According to AUSTRAC, from November 2013 to September 2018, in four correspondent relationships, Westpac received 19,427,710 incoming IFTls (International Funds Transfer Instructions) with a total value over $11 billion under four of its correspondent banking
relationships. Westpac failed to give AUSTRAC a report of each of these instructions within 10 business days of their receipt, as required by s 45 of the Act.
An international funds transfer instruction (IFTI) is an instruction to transfer money or property to either:
- Australia from another country
- another country from Australia.
If you make an IFTI, you must submit an IFTI report to AUSTRAC within 10 days.
These IFTls transactions represented over 72% of all incoming IFTls received by Westpac during this period. This is more than a huge red-flag, it’s a red-flag big enough to drape WestPac’s Sydney head-office. Westpac did not report these IFTls until the
period 22 October 2018 to 20 September 2019.
From October 2016 to November 2018, Westpac received 61,717 incoming IFTls with a total value of over $100 million under the arrangements it had with an ordering institution. Westpac failed to give AUSTRAC a report of each of these instructions within 10
business days of their receipt.
Westpac did not report these IFTls until the period 27 March 2019 to 20 September 2019.
Westpac is not the only bank guilty of systematic control failures, failures in management and lack of board oversight to enforce basic AML hygiene in the onboarding process, execution of controls, and AML program oversight.
Westpac is implementing a comprehensive program to address these issues, which you can read about here.
Amberoon Point of View
In many ways, Westpac is a victim of its legacy AML technology. Rules-engines have been the default processing engine for AML systems in banks for 20 years, however unless banks are aware of a particular scenario of abuse, suspect transactions are unlikely
to be identified and flagged. Bad actors have adapted behavior to circumvent the limitations of rules-based systems. The process of reviewing millions of transactions per month in an AML system that produces >90% false positives is mind-numbingly fatiguing,
ineffective, and costly.
Modern machine-learning AI systems are capable of analyzing and detecting patterns among billions of transactions across all banking channels that are otherwise undetected. Finding a needle in a stack of needles is a useful metaphor for machine-learning
applied to AML/CTF.
Forensic inquiry makes it easy to combine human intelligence with intelligence that machine learning produces. Forensic inquiry empowers compliance teams to quickly pinpoint high risk accounts and bad actors and drill-down on suspicious behavior so that
a Suspicious Activity Report can be filed in a timely manner.

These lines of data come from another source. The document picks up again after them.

PR #1616, opened 2026-03-06
Aliases

casperstorm:
This will be the first version of aliases. Fixes (for real this time) #372 and makes it possible to handle #1608.

Define custom aliases in config:

```toml
[buffer.commands.aliases]
op = "/mode #halloy +ooo $1 $2 $3"
halloy = "/me says halloy to $1!"
topic = "/topic #halloy $1-"
```

`$1` through `$9` insert individual arguments, and `$1-` through `$9-` insert everything from that argument to the end.

So for example:

`/halloy casper` expands to `/me says halloy to casper!`
`/topic hello world again` expands to `/topic #halloy hello world again`

PR #1653, opened 2026-03-14
Exec command

### LINKED ISSUE #1650: Feature request: `exec` command
Hi, I'm trying to switch from WeeChat to Halloy. One feature that I'm missing is the `exec` command, which lets me run shell commands and send their output to IRC. One use case for this is to send the currently playing song using `mpc current` or similar.

There are many ways to support something like this and I don't have strong opinions. The end goal for me would be to be able to define a short alias for a command that runs a given shell command, parses its output as an arbitrary Halloy command (e.g. `/me is now playing ...`) and runs it.

casperstorm:
Run a local shell command and send the first line of stdout to the current buffer.

```
/exec python -c "import random; print(f'/me rolled {random.randint(1, 6)}')"
=>
18:57 * casperstorm rolled 2
```

Fixes #1650

### DIFF
--- a/docs/.vitepress/config.mts
+++ b/docs/.vitepress/config.mts
@@ -73,6 +73,7 @@ export default defineConfig({
           { text: "Connect with soju", link: "/guides/connect-with-soju" },
           { text: "Connect with ZNC", link: "/guides/connect-with-znc" },
           { text: "Custom Themes", link: "/guides/custom-themes" },
+          { text: "Exec Command", link: "/guides/exec-command" },
           {
             text: "Example Server Configurations",
             link: "/guides/example-server-configurations",
--- a/docs/configuration/buffer.md
+++ b/docs/configuration/buffer.md
@@ -404,6 +404,8 @@ Configure `/exec`.
 `/exec` runs a local shell command on your machine. Enable it only if you trust the commands you plan to run.
 :::
 
+See the [Exec Command guide](../guides/exec-command.md) for a few simple examples.
+
 #### `enabled`
 
 Enable `/exec`.
--- a/docs/guides/exec-command.md
+++ b/docs/guides/exec-command.md
@@ -1,0 +1,23 @@
+# Exec Command
+
+The `/exec` command runs a local shell command on your machine and sends the first non-empty line of stdout to the current buffer.
+
+::: warning
+Enable `/exec` only if you trust the commands you plan to run. See [buffer command configuration](../configuration/buffer#exec).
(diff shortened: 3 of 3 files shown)


ncfavier:
This handles my use case perfectly, thanks.

WinnerWind:
this works great! but if i'mnot mistaken, one needs to run /exec <some command> all the time. Maybe a future PR will allow this to be defined in config, or does htis PR handle this usecase too?

andymandias:
> this works great! but if i'mnot mistaken, one needs to run /exec all the time. Maybe a future PR will allow this to be defined in config, or does htis PR handle this usecase too?

I may be misunderstanding your concern, but the recently merged #1616 will allow terse invocations (e.g. the example above could be aliased to `/roll`).

WinnerWind:
Ah yeah, that's what I was thinking of. Hopefully this can be merged soon!

src/buffer/input_view/exec.rs
```diff
@@ -0,0 +1,84 @@
...
+    let output = time::timeout(Duration::from_secs(timeout_secs), async move {
+        let mut process = if cfg!(target_os = "windows") {
+            let mut process = Command::new("cmd");
+            process.arg("/C").arg(command);
+            process
+        } else {
+            let mut process = Command::new("sh");
+            process.arg("-c").arg(command);
+            process
+        };
```
andymandias, line 21: Maybe the shell could be configurable?  In case users want to utilize `bash`/`fish`/`zsh`/etc features.  I guess users can always `bash -c` if they want.  Not necessary for this PR.

src/buffer/input_view.rs
```diff
@@ -1815,6 +1865,33 @@ impl State {
...
                         );
                     }
+                    command::Internal::Exec(command) => {
+                        if !config.buffer.commands.exec.enabled {
+                            self.error = Some(String::from(
+                                "exec is not enabled by the user",
+                            ));
+
+                            return (Task::none(), None);
+                        }
```
andymandias, line 1853: Should we catch this in `input::parse` validation, and prevent it from being "sent"?

src/buffer/input_view/exec.rs
casperstorm: Good idea. Lets do this in a follow up imo.

src/buffer/input_view.rs
casperstorm: God idea.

Westpac is implementing a comprehensive program to correct deficiencies, including doubling its compliance staff. It promises to review technology and its AML practices.
Westpac does not need to double its AML compliance staffing.
Westpac could invest in modern AML technology with the potential to reduce compliance staffing levels by 50%.
Modern AML technology empowers compliance staff and increases AML program effectiveness and efficiency through the use of forensic inquiry. Forensic inquiry uses a search and visualize metaphor, process automation and machine learning systems to quickly
identify patterns of behavior of bad actors that today may be undetected.